- TASK PROMPT -
State how many lines of the data below hold the string "commits", giving nothing but the number.

- INFORMATION GIVEN -
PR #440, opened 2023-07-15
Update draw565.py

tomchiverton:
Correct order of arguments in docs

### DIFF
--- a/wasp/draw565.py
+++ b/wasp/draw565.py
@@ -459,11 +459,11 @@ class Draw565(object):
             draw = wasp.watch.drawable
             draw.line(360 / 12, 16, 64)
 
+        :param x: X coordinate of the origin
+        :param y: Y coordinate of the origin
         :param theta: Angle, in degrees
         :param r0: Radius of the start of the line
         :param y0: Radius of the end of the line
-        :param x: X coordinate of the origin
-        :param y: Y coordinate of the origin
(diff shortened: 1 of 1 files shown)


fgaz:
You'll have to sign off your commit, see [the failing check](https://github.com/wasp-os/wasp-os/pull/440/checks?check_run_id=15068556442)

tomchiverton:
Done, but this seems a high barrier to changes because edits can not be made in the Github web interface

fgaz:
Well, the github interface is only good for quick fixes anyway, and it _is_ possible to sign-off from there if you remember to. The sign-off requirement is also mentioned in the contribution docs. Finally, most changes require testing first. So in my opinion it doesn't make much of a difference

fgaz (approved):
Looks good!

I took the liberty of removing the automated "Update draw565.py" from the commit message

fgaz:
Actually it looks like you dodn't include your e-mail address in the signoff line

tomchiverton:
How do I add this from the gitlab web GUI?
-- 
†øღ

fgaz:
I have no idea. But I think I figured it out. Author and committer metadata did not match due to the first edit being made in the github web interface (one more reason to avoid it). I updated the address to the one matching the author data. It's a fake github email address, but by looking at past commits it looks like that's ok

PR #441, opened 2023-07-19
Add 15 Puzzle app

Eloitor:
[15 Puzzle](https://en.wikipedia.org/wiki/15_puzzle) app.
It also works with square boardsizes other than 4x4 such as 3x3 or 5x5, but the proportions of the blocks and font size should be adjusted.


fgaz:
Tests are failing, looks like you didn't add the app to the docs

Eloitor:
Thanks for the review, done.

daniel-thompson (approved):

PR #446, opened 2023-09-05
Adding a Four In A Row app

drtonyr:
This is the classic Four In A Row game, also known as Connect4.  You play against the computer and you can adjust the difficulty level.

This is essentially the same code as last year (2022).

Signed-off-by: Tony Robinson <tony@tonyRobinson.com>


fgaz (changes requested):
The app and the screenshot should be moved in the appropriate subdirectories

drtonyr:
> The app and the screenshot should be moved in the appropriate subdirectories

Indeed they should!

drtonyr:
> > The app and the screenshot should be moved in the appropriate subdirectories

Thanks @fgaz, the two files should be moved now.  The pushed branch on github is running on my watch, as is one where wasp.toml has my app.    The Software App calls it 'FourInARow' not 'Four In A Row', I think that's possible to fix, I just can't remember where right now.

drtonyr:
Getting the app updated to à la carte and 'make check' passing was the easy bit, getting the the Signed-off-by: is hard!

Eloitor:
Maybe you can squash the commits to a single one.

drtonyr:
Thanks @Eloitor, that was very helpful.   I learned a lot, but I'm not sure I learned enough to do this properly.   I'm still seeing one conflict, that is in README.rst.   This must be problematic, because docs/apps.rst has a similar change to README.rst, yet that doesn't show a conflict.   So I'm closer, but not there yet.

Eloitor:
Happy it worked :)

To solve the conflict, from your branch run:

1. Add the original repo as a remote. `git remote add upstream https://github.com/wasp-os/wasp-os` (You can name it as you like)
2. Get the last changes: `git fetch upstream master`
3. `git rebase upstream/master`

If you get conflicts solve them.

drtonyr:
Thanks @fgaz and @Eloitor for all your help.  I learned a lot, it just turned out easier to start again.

* * *

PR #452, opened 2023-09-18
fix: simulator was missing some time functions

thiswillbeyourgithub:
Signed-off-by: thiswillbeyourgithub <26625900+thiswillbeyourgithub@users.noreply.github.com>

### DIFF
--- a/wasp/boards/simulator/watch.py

- YOUR RESPONSE -
2